The second main element was an agreement by eurozone governments to give up about €7bn owed to them by the European Central Bank for profits on Greek bonds the bank holds. That money will instead be passed back to Greece, and officials said that would knock another 4.6 per cent of GDP off of Greek debt levels by 2020.

That leaves a substantial amount of the debt relief to the debt buyback programme. Eurozone officials refused to disclose details of the programme, saying they feared it would lead to a run-up in Greek bond prices, thus undermining its success. The key to a debt buyback is to purchase outstanding bonds at heavily distressed prices, allowing Greece to retire the debt far more cheaply than if they had to pay the bonds off when they reached maturity.

But in a statement, finance ministers said the buyback price for bonds could be no higher than prices at Friday’s market close – meaning there will be little if any premium offered to private debtholders, raising questions about how many will participate.
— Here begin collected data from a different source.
PR #865, opened 2019-06-02
[MRG] Make base badge URL available in the loading screen as well

betatim:
We also need to add the base URL data to the loading page. This was missed in #859, noticed after deploying on mybinder.org


betatim:
Self-merge as this is a fix to a bug from a previous PR and should be uncontroversial.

Even with the uncertainty, eurozone officials said they would release their €34.4bn once national parliaments approved the changes to the bailout; Mr Juncker said he aimed to finalise the payment by December 13. Another €9.3bn in delayed aid, which was also approved last night, will be disbursed in three separate “sub-tranches” in the first quarter of 2013 as long as Greece meets reform targets included in the programme.

Eurozone officials said they believed the overhauled bailout would be less subject to volatility in the future, since it includes automatic budget cuts in Greece’s fiscal accounts if Athens begins veering off track again. Since the first bailout was agreed in May 2010, eurozone officials have been forced to agree a second bailout and conduct a major overhaul of that second plan twice.